Belfast Telegraph

Celtic boss Neil Lennon stays focused on his job as bomb probe police warn other key figures

By Anne Madden

Celtic boss Neil Lennon was back on the job last night at Rugby Park in Ayrshire despite being targeted by parcel bombers.

Security around the Celtic boss and players was said to have been “stepped up”, though no details were given.

Lennon was visibly moved by the emotional welcome he was given by the visiting fans.

However, the former Northern Ireland international from Lurgan also appeared defiant and focused on his job as Celtic had a comfortable 4-0 win against Kilmarnock in last night’s Scottish Premier League clash.

However, off-pitch the 39-year-old manager, who has been dogged by numerous death threats, was bound to be troubled by the latest attempt on his life.

Scottish police are working with the PSNI to hunt down the parcel bombers who targeted the Celtic boss, his lawyer Paul McBride and Celtic-supporting Labour MSP Trish Godman.

They have also warned everyone connected with the club to be on alert.

Police have stopped short of labelling the attempted bombings as having a sectarian motive, though that remains a strong line of inquiry as there is an undercurrent of sectarianism in Scotland and in football, particularly between Celtic and Old Firm rivals Glasgow Rangers.

They have also warned other high-profile figures to be on their guard, including Peter Kearney, the spokesman for Scotland’s most senior Catholic cleric, Cardinal Keith O’Brien.

He claimed last year that there was “deep, wide and vicious” anti-Catholic feeling in Scotland.

Lennon was attacked in the street in Glasgow in 2008, and has had bullets sent to him in the post, while threatening graffiti directed at him has appeared in Northern Ireland.

Websites calling for his death have also been set up.

In 1980 a pitch battle at Hampden Park between Celtic and Rangers supporters led to a blanket ban on alcohol at all Scottish grounds.

Rangers have recently incurred the wrath of UEFA over alleged sectarian singing, and there are fears that the scourge of sectarianism may again be bubbling to the surface.

Celtic chief executive Peter Lawwell has appealed to supporters to stay calm and only respond through support for Lennon.

“Neil Lennon is a football manager who simply wants to carry out this role to the best of his professional ability,” he said.

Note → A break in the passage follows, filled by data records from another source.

PR #278, opened 2024-01-24
snapcraft/wrappers/run-host: use unshare --root instead of calling chroot

simondeziel:
Both are equivalent and we already use unshare --root elsewhere so one less moving part and more consistency.


simondeziel:
This was tested with `EDITOR=vim lxc config edit` and also by using `lvm.external=true` while having disabled the `nsenter` path from `run-host` so that is uses the `unshare` path.

tomponline (approved):

PR #285, opened 2024-01-25
snapcraft: strip criu binary (5.9M -> 1.6M)

simondeziel:
`criu` wasn't being stripped because it is not under `bin/` due to being optionally added to $PATH when `snap set lxd criu.enable=true`.

### DIFF
--- a/snapcraft.yaml
+++ b/snapcraft.yaml
@@ -1591,6 +1591,10 @@ parts:
         -not -path "${CRAFT_PRIME}/bin/xfs_admin" \
         -exec strip -s {} +
 
+      # Strip binaries not under bin/ due to being dynamically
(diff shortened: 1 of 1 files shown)


tomponline (approved):

simondeziel:
Merging as locally built snap confirmed that it's now properly stripped:

```
# file /snap/lxd/current/criu/criu 
/snap/lxd/current/criu/criu: ELF 64-bit LSB pie executable, x86-64, version 1 (SYSV), dynamically linked, interpreter /lib64/ld-linux-x86-64.so.2, BuildID[sha1]=8666cb872be18d8fdbc8be758f275559a0b4d1c3, for GNU/Linux 3.2.0, stripped
```

PR #286, opened 2024-01-25
Faster snap builds

simondeziel:
This was tested on amd64 only where the speedup is minimal as the effective parts list is the same.

For arches for which we don't build QEMU (like the slow riscv64), it should be more visible as the `nasm`, `spice-protocol` and `spice-server` parts are now skipped.

Note: while making the "architecture lists" for skipping parts, I noticed there are 2 lists the QEMU-enabled list and the CRIU-enabled one. The CRIU one is the same as the QEMU except for armhf. That's OK, just something that caught my eye.

### DIFF
--- a/snapcraft.yaml
+++ b/snapcraft.yaml
@@ -766,6 +766,13 @@ parts:
     stage-packages:
       - libjpeg-turbo8
       - libpixman-1-0
+    override-pull: |-
+      [ "$(uname -m)" != "x86_64" ] && [ "$(uname -m)" != "aarch64" ] && [ "$(uname -m)" != "ppc64le" ] && [ "$(uname -m)" != "s390x" ] && exit 0
+      craftctl default
+
+    override-build: |-
+      [ "$(uname -m)" != "x86_64" ] && [ "$(uname -m)" != "aarch64" ] && [ "$(uname -m)" != "ppc64le" ] && [ "$(uname -m)" != "s390x" ] && exit 0
+      craftctl default
     organize:
       sbin/: bin/
       usr/lib: lib/
--- a/snapcraft.yaml
+++ b/snapcraft.yaml
@@ -407,6 +407,7 @@ parts:
 
   libmnl:
     source: https://git.netfilter.org/libmnl
+    source-depth: 1
     source-tag: libmnl-1.0.5
     source-type: git
     plugin: autotools
@@ -421,6 +422,7 @@ parts:
     after:
       - libmnl
     source: https://git.netfilter.org/libnftnl
+    source-depth: 1
     source-tag: libnftnl-1.2.6
     source-type: git
     plugin: autotools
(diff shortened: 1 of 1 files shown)


snapcraft.yaml
```diff
@@ -256,7 +256,7 @@ parts:
         [ "$(uname -m)" != "ppc64le" ] && exit 0
       set -ex
 
-      make USERCFLAGS=-Wno-error=format-truncation
+      make USERCFLAGS=-Wno-error=format-truncation criu
```
tomponline, line 251: what else was being built here?

snapcraft.yaml
```diff
@@ -296,12 +296,8 @@ parts:
     plugin: nil
     build-packages:
       - g++
-      - on amd64:
-        - acpica-tools
-        - uuid-dev
-      - on arm64:
-        - acpica-tools
-        - uuid-dev
+      - acpica-tools
```
tomponline, line 291: wont this cause these packages to be unnecessarily installed on some archs?

tomponline:
@simondeziel can you also add a fix for https://github.com/canonical/lxd-pkg-snap/pull/285 in this PR as its failing on riscv

```
:: strip: '/build/lxd/prime/criu/criu': No such file
```

https://launchpadlibrarian.net/711148992/buildlog_snap_ubuntu_jammy_riscv64_lxd-latest-edge_BUILDING.txt.gz

snapcraft.yaml
simondeziel: https://github.com/checkpoint-restore/criu/blob/criu-dev/Makefile#L167-L168:

```
# Default target
all: flog criu lib crit
```

At first, the `lib` one might seem interesting but looking at criu's prime section, the only 2 libs it primes are coming from the stage-packages `libnet1` and `libprotobuf-c1`.

snapcraft.yaml
simondeziel: Those are in the build-packages section so presumably they will be installed on all arches (same as the `g++` one) but after looking at https://packages.ubuntu.com/focal/acpica-tools, it seems it was not available on `riscv64` so probably why this was made arch-dependent.

Now this is no longer applicable on core22 as all 3 packages are available on all arches. So they will be installed but the part as a whole will no do anything for some arches. Those packages' bits won't end up in the final snap as they are in the build-packages section.

So I think this is OK as it is, LP builders might prove me wrong though.

tomponline: mmm ok cool.

tomponline (approved):

snapcraft.yaml
simondeziel: With the above said, some time could be saved by (re-)introducing the `- on amd64,arm64` bit in the build-packages so we skip the installation of those 3 packages for say riscv64.

Will do that in a follow-up PR, thanks for bringing that up!

PR #287, opened 2024-01-26
snapcraft: stop priming nasm

simondeziel:
For reasons unclear to me, the nasm binary was still in the end snap despite not being primed anymore. I can only guess that since edk2 used it, snapcraft assumed it was needed somehow? Anyhow, it's not being removed during the `strip` part.

### DIFF
--- a/snapcraft.yaml
+++ b/snapcraft.yaml
@@ -582,8 +582,6 @@ parts:
       - --prefix=
     organize:
       usr/bin/: bin/
-    prime:
-      - bin/nasm
     override-pull: |-
       [ "$(uname -m)" != "x86_64" ] && [ "$(uname -m)" != "aarch64" ] && exit 0
       craftctl default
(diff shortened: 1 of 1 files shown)


snapcraft.yaml
```diff
@@ -582,8 +582,6 @@ parts:
       - --prefix=
     organize:
       usr/bin/: bin/
-    prime:
-      - bin/nasm
```
tomponline, line 586: im guessing if there's no prime section it copies everything from staging

tomponline (approved):

snapcraft.yaml
simondeziel: Oh that could be, let me check if it doesn't bring uneeded bits then.

simondeziel: Right on the money as always. I'm working on a cleanup PR

PR #299, opened 2024-02-01
snapcraft: Change description of ui.enable (latest-candidate)

tomponline:
UI is no longer preview/experimental.

Signed-off-by: Thomas Parrott <thomas.parrott@canonical.com>
(cherry picked from commit 038295972cd10805e3142993b597397e2f00bb27)

And pin go version.

### DIFF
--- a/snapcraft.yaml
+++ b/snapcraft.yaml
@@ -48,7 +48,7 @@ description: |-
    - openvswitch.builtin: Run a snap-specific OVS daemon [default=false]
    - openvswitch.external: Use the system's OVS tools (ignores openvswitch.builtin) [default=false]
    - ovn.builtin: Use snap-specific OVN configuration [default=false]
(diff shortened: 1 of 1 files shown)


simondeziel (dismissed):

simondeziel (approved):
Not sure why go needed pining though.

tomponline:
> Not sure why the go needed pining though.

Imagine a scenario where we come to do a cherry-pick later on and latest/stable channel of the go snap is using go 1.22 (for example) then LXD will be rebuilt with a different go version than when we originally published the last version.

This may result in unexpected behavioral changes (for example Go 1.22 has some subtle but important changes to for loop var behaviors).

For "*/candidate" builds I want them to be as predictable and as reproducible as possible so we dont end up accidentally introducing unexpected changes in later rebuilds.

Mr Lawwell called for “this horrific ongoing campaign” against the football manager and other Celtic personnel to end.

“Celtic, from our inception, has been a club open to all,” he said.

“We enjoy friendship and respect throughout the world yet, here in Scotland, we are caught up in these vile events.”

There was widespread condemnation of the bombers from politicians, police and senior football figures last night.

Northern Ireland’s First and Deputy First Ministers issued a joint statement last night condemning the attacks.

First Minister Peter Robinson described the attacks as “disgusting and cowardly”.

“The people who carried them out do not represent wider society, they are a small minority consumed by bigotry and hatred who have nothing to offer but misery and pain,” he said.

Martin McGuinness added that “genuine soccer fans want nothing to do with the attacks”.

Earlier Prime Minister David Cameron said “the full force of the law should come crashing down” on whoever is responsible for sending the bombs.

Scotland’s First Minister Alex Salmond described the bombs as “disgraceful” and said the cabinet sub-committee had met to ensure the police investigation had “every possible support”.

UEFA president Michel Platini expressed his concern about the attacks, saying “religion and politics” have no place in football.

Rangers chief executive Martin Bain said the club was “utterly appalled” by events.

“Such behaviour is to be condemned out of hand,” he said. “These acts have no place in society and no place in football.”